> **EXERCISE AIM**
Report back every line of the entries that contains "time", exactly as written.

> **INPUT DATA**
PR #785, opened 2023-04-11
Guess content type from filenames on uploads

lferran:
### Description

### How was this PR tested?


nucliadb/nucliadb/writer/api/v1/upload.py
```diff
@@ -754,3 +755,12 @@ def maybe_b64decode(some_string: str) -> str:
     except ValueError:
         # not b64encoded
         return some_string
+
+
+def guess_content_type(filename: str) -> str:
+    default_ct = "application/octet-stream"
```
jotare, line 761: NIT: I think `_ct` suffix doesn't bring value here. As it's a short function with a clear name, it's easy to understand `default` as default content type

nucliadb/nucliadb/writer/api/v1/upload.py
```diff
@@ -754,3 +755,12 @@ def maybe_b64decode(some_string: str) -> str:
...
+    try:
+        guessed_ct, _ = mimetypes.guess_type(filename)
```
jotare, line 763: When it can raise a `TypeError`?

lferran: It happens if for some reason filename is None. It should not happen though and it should be catched by mypy if we have such a situation. So I will remove it 👍🏼

jotare (approved):

PR #790, opened 2023-04-12
Fix purge command

lferran:
### Description

### How was this PR tested?


vangheem (changes requested):
hmmm, I don't think this is right.

I believe the `config_nucliadb` command was meant for only standalone mode.

at the bottom of `config_nucliadb` it also forces the usage of local node and for it to not work in cluster mode

We have 2 purge commands. Maybe this is only to fix the purge command that was meant to be used for standalone mode so we don't need this `standalone` option?

Did you mean to fix the ingest/purge.py?

PR #793, opened 2023-04-12
force reindex when labels change

vangheem:
### Description
Currently, when labels change, they do not cause all paragraphs to be updated. This forces reindex when a label is applied to a resource.

This did not previously happen with the `search` endpoint because it would utilize the fulltext index for a resource. Now, that the frontend is using the `find` endpoint for everything, we are searching by paragraph and not the resource at all.

### How was this PR tested?
integration test


bloodbare (approved):

vangheem:
[sc-4962]

PR #801, opened 2023-04-14
Fix token classifier NER computation 

jotare:
### Description
Fix token classifier NER computation

### How was this PR tested?
Unit tests

[sc-4995]


vangheem (approved):
I think the variable renaming is fine but it is a bit hard as a reviewer to see where the fix actually is!

PR #803, opened 2023-04-14
remove write sync metrics since they can not work properly

vangheem:
This approach that attempted to monitor is in a way that did not touch anything else did not work at all with the large number of files we have on a node.

We need to rethink what we're going to do here.


jotare (approved):
Why it didn't work?

vangheem:
Too many files kept borking it out :( We'll need to observe this in a different way.

PR #804, opened 2023-04-17
Add option to download files inline

lferran:
### How was this PR tested?
integration test


vangheem (approved):

jotare (commented):
How do we have less coverage?

PR #807, opened 2023-04-17
WIP: implement seeking to paragraph position support

vangheem:
### Description

### How was this PR tested?


nucliadb/nucliadb/search/search/merge.py
```diff
@@ -289,8 +295,13 @@ async def merge_vectors_results(
             index_int = int(index)
         except ValueError:
             index_int = -1
-        text = await get_text_sentence(
```
lferran, line 292: Is the new `get_paragraph_text` also compatible with what `get_text_sentence` was doing? I see there is some sketchy logic here: https://github.com/nuclia/nucliadb/blob/6d3a47ac28baeeae160d4e62655da4c0e8279abe/nucliadb/nucliadb/search/search/fetch.py#L150-L152

nucliadb/nucliadb/search/lifecycle.py
```diff
@@ -62,6 +63,8 @@ async def initialize() -> None:
     set_utility(Utility.NODES, NodesManager(driver=driver, cache=cache))
     await start_chitchat(SERVICE_NAME)
 
+    await paragraphs.initialize_cache()
```
lferran, line 66: where are you finalizing it?

nucliadb/nucliadb/search/search/paragraphs.py
```diff
@@ -0,0 +1,301 @@
...
+                key = await self.queue.get()
+                key = key + "_hits"
+                val = await self.redis.get(key)
+                if val is None:
+                    CACHE_OPS.inc({"type": "miss"})
+                else:
+                    CACHE_OPS.inc({"type": "hit"})
+                    CACHE_HIT_DISTRIBUTION.observe(int(val))
+                await self.redis.incr(key, 1)
+                await self.redis.expire(key, 60 * 10)
```
lferran, line 93: mh, maybe this value be bigger? since we don't have that much traffic yet...

lferran (commented):
looks great 👏🏼 only a few comments

nucliadb/nucliadb/search/search/paragraphs.py
vangheem: it's tough to balance because we don't want something too large and then we always get hits.

nucliadb/nucliadb/search/search/merge.py
vangheem: okay, for now, this is reverted just in case we don't understand this correctly.

PR #1118, opened 2023-07-22
POC standalone clustering support

vangheem:
### Description
This is a POC for supporting cluster with standalone server.

Right now, it's done in a silly way by just reusing the http service available to provide the communication.

Also, it's naively done when you want to query a shard that is already on the current node.

In any case, it's a POC and something to use for discussion.

### How was this PR tested?

### DIFF
--- a/nucliadb/nucliadb/common/cluster/discovery/abc.py
+++ b/nucliadb/nucliadb/common/cluster/discovery/abc.py
@@ -23,7 +23,6 @@ import logging
 
 from nucliadb.common.cluster import manager
 from nucliadb.common.cluster.discovery.types import IndexNodeMetadata
-from nucliadb.common.cluster.index_node import IndexNode
 from nucliadb.common.cluster.settings import Settings
 from nucliadb_telemetry import metrics
 
@@ -47,11 +46,9 @@ def update_members(members: list[IndexNodeMetadata]) -> None:
         if node is None:
             logger.debug(f"{member.node_id} add {member.address}")
             manager.add_index_node(
-                IndexNode(
-                    id=member.node_id,
-                    address=member.address,
-                    shard_count=shard_count,
-                )
+                id=member.node_id,
+                address=member.address,
+                shard_count=shard_count,
             )
             logger.debug("Node added")
         else:
--- a/nucliadb/nucliadb/common/cluster/settings.py
+++ b/nucliadb/nucliadb/common/cluster/settings.py
@@ -27,6 +27,7 @@ class ClusterDiscoveryMode(str, enum.Enum):
     CHITCHAT = "chitchat"
     MANUAL = "manual"
     KUBERNETES = "kubernetes"
+    STANDALONE = "standalone"
 
 
 class Settings(BaseSettings):
--- a/nucliadb/nucliadb/standalone/api_router.py
+++ b/nucliadb/nucliadb/standalone/api_router.py
@@ -17,17 +17,28 @@
 # You should have received a copy of the GNU Affero General Public License
 # along with this program. If not, see <http://www.gnu.org/licenses/>.
 #
+import functools
+import inspect
 import logging
+from socket import gethostname
 
-from fastapi import Request
+import pydantic
+from fastapi import Request, Response
 from fastapi.responses import JSONResponse
 from fastapi.routing import APIRouter
 from fastapi_versioning import version
 
+from nucliadb.common.cluster import manager
+from nucliadb.common.cluster.standalone import grpc_node_binding
+from nucliadb.common.cluster.standalone.index_node import StandaloneIndexNode
+from nucliadb.common.cluster.utils import get_shard_manager as get_shard_manager
 from nucliadb.common.http_clients.processing import ProcessingHTTPClient
+from nucliadb.standalone.utils import get_standalone_node_id
 from nucliadb_models.resource import NucliaDBRoles
 from nucliadb_utils.authentication import requires
 from nucliadb_utils.settings import nuclia_settings
+
+from .settings import Settings
 
 logger = logging.getLogger(__name__)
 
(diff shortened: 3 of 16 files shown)


.github/workflows/e2e.yml
```diff
@@ -0,0 +1,84 @@
...
+      - name: Install test deps
+        run: pip install -r e2e/requirements.txt
+
+      - name: Run tests
+        run:
+          kubectl port-forward -n nucliadb service/nucliadb 8080:8080 &
+          kubectl logs -n nucliadb nucliadb-0
+          kubectl logs -n nucliadb nucliadb-1
+          pytest -s --tb=native e2e/test_e2e.py || true
+          kubectl logs -n nucliadb nucliadb-0
```
lferran, line 83: we could run this in case of failure! could be useful to debug what is the problem

vangheem: Definitely!

vangheem:
[sc-6730]

nucliadb/nucliadb/common/cluster/utils.py
```diff
@@ -27,23 +28,41 @@
...
-    return mng
+    async with _lock:
+        if get_utility(Utility.SHARD_MANAGER) is not None:
+            # already setup
+            return get_utility(Utility.SHARD_MANAGER)
+
+        await setup_cluster_discovery()
+        mng: Union[KBShardManager, StandaloneKBShardManager]
+        if settings.standalone_mode:
+            from .standalone.service import start_grpc
```
tarekziade, line 45: what is the motivation for the lazy import? That module does not seem to have any global init

charts/nucliadb/values.yaml
```diff
@@ -5,11 +5,16 @@ imagePullPolicy: IfNotPresent
 image: nuclia/nucliadb
 imageVersion: latest
 
+replicas: 1
```
lferran, line 8: `replicas: 1` means there will be two instances, right?

However we are recommending having at least two replicas in the docs:
https://github.com/nuclia/docs/pull/144/files#diff-17d23fcbec1f332640a5341afcac8f13b5f20bd6a272e34bea8ebaa6af8d8a8bR33

e2e/test_e2e.py
```diff
@@ -0,0 +1,149 @@
...
+
+def test_resource_processed(kbid: str, resource_id: str):
+    start = time.time()
+    while True:
+        resp = requests.get(
+            os.path.join(BASE_URL, f"api/v1/kb/{kbid}/resource/{resource_id}"),
+            headers={
+                "content-type": "application/json",
+                "X-NUCLIADB-ROLES": "READER",
+                "x-synchronous": "true",
```
lferran, line 86: not needed for the GET

e2e/test_e2e.py
```diff
@@ -0,0 +1,149 @@
...
+                "x-ndb-client": "web",
+            },
+            json={
+                "links": {"link": {"uri": "https://en.wikipedia.org/wiki/Cricket"}},
+                "usermetadata": {"classifications": []},
+                "title": "https://en.wikipedia.org/wiki/Cricket",
+                "icon": "application/stf-link",
+                "origin": {"url": "https://en.wikipedia.org/wiki/Cricket"},
```
lferran, line 94: not needed for the GET request

nucliadb/nucliadb/common/cluster/settings.py
```diff
@@ -18,24 +18,23 @@
...
 class ClusterDiscoveryMode(str, enum.Enum):
     MANUAL = "manual"
     KUBERNETES = "kubernetes"
+    SINGLE_NODE = "single_node"
 
 
 class Settings(BaseSettings):
     data_path: str = "./data/node"
     standalone_mode: bool = False
+    standalone_node_port: int = 10009
```
lferran, line 34: NIT: you could add pydantic `Field` annotations so that we get descriptions on settings fields

nucliadb/nucliadb/ingest/settings.py
```diff
@@ -69,7 +69,7 @@ class Settings(DriverSettings):
 
     # ingest consumer sts replica settings
     replica_number: int = -1
-    total_replicas: int = 1
+    total_replicas: int = 1  # number of ingest processor replicas in the cluster
```
lferran, line 72: nit: why not adding pydantic.Field annotations?

nucliadb/nucliadb/standalone/api_router.py
```diff
@@ -94,3 +95,29 @@ def get_temp_access_token(request: Request):
...
+    )
+
+
+@standalone_api_router.get("/health/alive")
+async def alive(request: Request) -> JSONResponse:
+    return JSONResponse({"status": "ok"})
+
+
+@standalone_api_router.get("/health/ready")
+async def ready(request: Request) -> JSONResponse:
```
lferran, line 122: WDYT about returning an error here if the nodes can't discover each other (ie: the cluster can't be formed)?

Dockerfile
```diff
@@ -45,14 +45,9 @@ RUN mkdir -p /data
 ENV NUA_ZONE=europe-1
 ENV NUA_API_KEY=
 ENV NUCLIA_PUBLIC_URL=https://{zone}.nuclia.cloud
-
+ENV PYTHONUNBUFFERED=1
```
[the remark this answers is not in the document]
vangheem: I've usually used this in the past because it's possible that you lose logs in a crash.

I think with the amount of logs we have, we should be okay!

nucliadb/nucliadb/train/utils.py
```diff
@@ -72,24 +72,26 @@ async def stop_train_grpc():
...
-    set_utility(
-        Utility.SHARD_MANAGER, TrainShardManager(driver=driver, storage=storage)
-    )
+    set_utility(_TRAIN_SM_NAME, TrainShardManager(driver=driver, storage=storage))
 
 
 async def stop_shard_manager():
-    if get_utility(Utility.SHARD_MANAGER):
-        clean_utility(Utility.SHARD_MANAGER)
+    if get_utility(_TRAIN_SM_NAME):
```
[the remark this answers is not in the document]
vangheem: I would like to do that as well! However, our lifecycle management is built all around startup/shutdown handling right now.

We could also make https://github.com/nuclia/nucliadb/blob/main/nucliadb/nucliadb/common/context/__init__.py an async context manager and focus on refactoring everything.

nucliadb/nucliadb/common/cluster/discovery/abc.py
```diff
@@ -21,11 +21,20 @@
 import asyncio
 import logging
 
+import backoff
```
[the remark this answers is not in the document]
vangheem: Yeah, I guess this is "foolish consistency" from the parent module.

I'll fix.

nucliadb/nucliadb/common/cluster/standalone/utils.py
```diff
@@ -0,0 +1,65 @@
...
+import uuid
+from socket import gethostname
+
+from nucliadb.common.cluster.settings import settings as cluster_settings
+from nucliadb.common.cluster.standalone.index_node import StandaloneIndexNode
+
+logger = logging.getLogger(__name__)
+
+
+def get_standalone_node_id() -> str:
```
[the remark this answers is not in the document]
vangheem: Yup! `uuid.uuid4().bytes` is not the same as the string representation.

And on the rust side, we store the bytes version, not the string version.

nucliadb/nucliadb/common/cluster/standalone/utils.py
```diff
@@ -0,0 +1,65 @@
...
+    if _SELF_INDEX_NODE is None or node_id != _SELF_INDEX_NODE.id:
+        if "NUCLIADB_SERVICE_HOST" in os.environ:
+            hn = os.environ["HOSTNAME"]
+            ns = os.environ.get("NAMESPACE", "nucliadb")
+            host = f"{hn}.{ns}"
+        else:
+            host = gethostname()
+        _SELF_INDEX_NODE = StandaloneIndexNode(id=node_id, address=host, shard_count=0)
+    try:
+        # XXX this is weird right? How silly is this?
```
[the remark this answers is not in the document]
vangheem: ah, nice. I can make it work in the same way.

charts/nucliadb/values.yaml
vangheem: Agreed. I'll make the default 2!

lferran (approved):

tarekziade (approved):

PR #1119, opened 2023-07-24
Do not audit processor messages

lferran:
### Context
The goal of the audit log is to audit user actions.

When a user modifies a resource/field, there will be two messages processed through ingest, in the following order:
- One coming from the writer component: with the metadata that the user patched.
- One coming from the processing pipeline: with the corresponding extracted/processed metadata.

Right now, both messages are audited, therefore having two logs for the same user interaction.

### Description
This PR makes processor messages not being audited

### How was this PR tested?
Unit tests

### DIFF
--- a/nucliadb/nucliadb/ingest/consumer/auditing.py
+++ b/nucliadb/nucliadb/ingest/consumer/auditing.py
@@ -237,6 +237,8 @@ class ResourceWritesAuditHandler:
         self, message: writer_pb2.BrokerMessage
     ) -> list[audit_pb2.AuditField]:
         if message.type == writer_pb2.BrokerMessage.MessageType.DELETE:
+            # If we are fully deleting a resource we won't iterate the delete_fields (if any).
+            # Make no sense as we already collected all resource fields as deleted
             return []
 
         audit_storage_fields: list[audit_pb2.AuditField] = []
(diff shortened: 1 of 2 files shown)


nucliadb/nucliadb/ingest/consumer/auditing.py
```diff
@@ -291,13 +289,17 @@ async def handle_message(self, raw_data) -> None:
             metrics.total_messages.inc({"action": "ignored", "type": "audit_fields"})
             return
 
+        message = notification.message
+        if message.source == message.MessageSource.PROCESSOR:
+            metrics.total_messages.inc({"action": "ignored", "type": "audit_fields"})
+            return
+
```
lferran, line 296: This is the actual fix

nucliadb/nucliadb/ingest/consumer/auditing.py
```diff
@@ -236,49 +236,47 @@ def iterate_auditable_fields(
     async def collect_audit_fields(
         self, message: writer_pb2.BrokerMessage
     ) -> list[audit_pb2.AuditField]:
+        if message.type == writer_pb2.BrokerMessage.MessageType.DELETE:
```
lferran, line 239: the changes in the `collect_audit_fields` method are just checking for the message type at the beginning of the method to avoid opening and closing a transaction for nothing.

bloodbare (approved):

PR #1124, opened 2023-07-25
remove advance query from external API

hermeGarcia:
### Description
Remove advance query from external API

### How was this PR tested?
Local tests


jotare (changes requested):
You have to remove advanced query also from `nucliadb_models/search.py`, remove the integration `test_synonyms.py::test_search_errors_if_advanced_query`, from the endpoint parameters of search (in the same find and search files you have modified and remove the documentation from the SDKv2.

Maybe we should add a deprecation warning in the SDKv2 too

PR #1132, opened 2023-07-26
Store KB creation time

lferran:
### Description
Stores the creation date in the KB config object

### How was this PR tested?
Integration tests


jotare (approved):
What's the use case?

lferran:
> What's the use case?
There may be more use cases but the one I am thinking right now is:
It is useful when having to run data migrations. You can short-circuit the migration time if you know that the KB was created after a particular point in time because the fix had been deployed already

PR #1136, opened 2023-07-27
add simple VM install script

vangheem:
### Description
A simple VM install script that we can reference with `curl <download loc> | bash` to be able to install NucliaDB in a VM easily.

### How was this PR tested?
Manual


lferran (approved):
lgtm! 👍🏼 

NOTE: If we are going to have more on-prem users, I think it'd be safer if we start maintaining a `stable` version that all our docs / scripts point to. WDYT?

vangheem:
Maybe we could update the script to only install some "stable" tag by default?

PR #1147, opened 2023-07-28
Standalone temp token support

vangheem:
### Description

### How was this PR tested?


nucliadb/nucliadb/standalone/auth.py
```diff
@@ -153,12 +188,30 @@ async def authenticate(
...
+        NucliaCloudAuthenticationBackend.__init__(
+            self,
             roles_header=settings.auth_policy_roles_header,
             user_header=settings.auth_policy_user_header,
         )
+
+    async def authenticate(
+        self, request: HTTPConnection
+    ) -> Optional[Tuple[AuthCredentials, BaseUser]]:
+        token_resp = await AuthTokenAuthenticationBackend.authenticate(self, request)
```
lferran, line 205: NIT: I think this pattern is better than the one above (inheritance) because it's more explicit.

vangheem: I think you're right. I will tweak the PR to make it use less inheritance.

PR #1162, opened 2023-08-02
Fix parsing rephrase response so that it does not include " characters

lferran:
### Description
This was making the whole rephrase feature not work, because it was causing an exact match search on the successive find request to retrieve context for chat.

### How was this PR tested?
Local tests

### DIFF
--- a/nucliadb/nucliadb/search/predict.py
+++ b/nucliadb/nucliadb/search/predict.py
@@ -262,7 +262,7 @@ class PredictEngine:
             headers=self.get_predict_headers(kbid),
         )
         await self.check_response(resp, expected=200)
-        return await resp.text()
+        return await resp.json()
 
     @predict_observer.wrap({"type": "chat"})
     async def chat_query(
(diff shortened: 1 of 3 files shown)


nucliadb/nucliadb/search/predict.py
```diff
@@ -262,7 +262,7 @@ async def rephrase_query(self, kbid: str, item: RephraseModel) -> str:
             headers=self.get_predict_headers(kbid),
         )
         await self.check_response(resp, expected=200)
-        return await resp.text()
+        return await resp.json()
```
vangheem, line 265: Isn't this going to return a dict? This changes the types expected.

vangheem (changes requested):

nucliadb/nucliadb/search/predict.py
lferran: The problem is that learning is returning a json response, but the payload is simply a string (which is json compatible, so there is nothing wrong...)

But the fact that we were parsing it as text, it made the string be wrapped in quotes...

vangheem (approved):

PR #1177, opened 2023-08-04
trigger sdk test on stage after publishing a new version

ebrehault:
### Description
After publishing a new version on pypi, we will trigger the stage integration tests in the `nuclia.py` repo.

(Not sure yet how we will notify the user in case of failure)

### How was this PR tested?


tarekziade (approved):
LGTM

PR #1182, opened 2023-08-07
Simplify the shard counting 

tarekziade:
### Description

Removes the metadata static file to avoid read/write edge cases.

### How was this PR tested?

This is mostly removing code, so the current tests are good enough


hermeGarcia (approved):
LGTM!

> **SOLUTION TO THE PROBLEM**
+    start = time.time()
Store KB creation time
It is useful when having to run data migrations. You can short-circuit the migration time if you know that the KB was created after a particular point in time because the fix had been deployed already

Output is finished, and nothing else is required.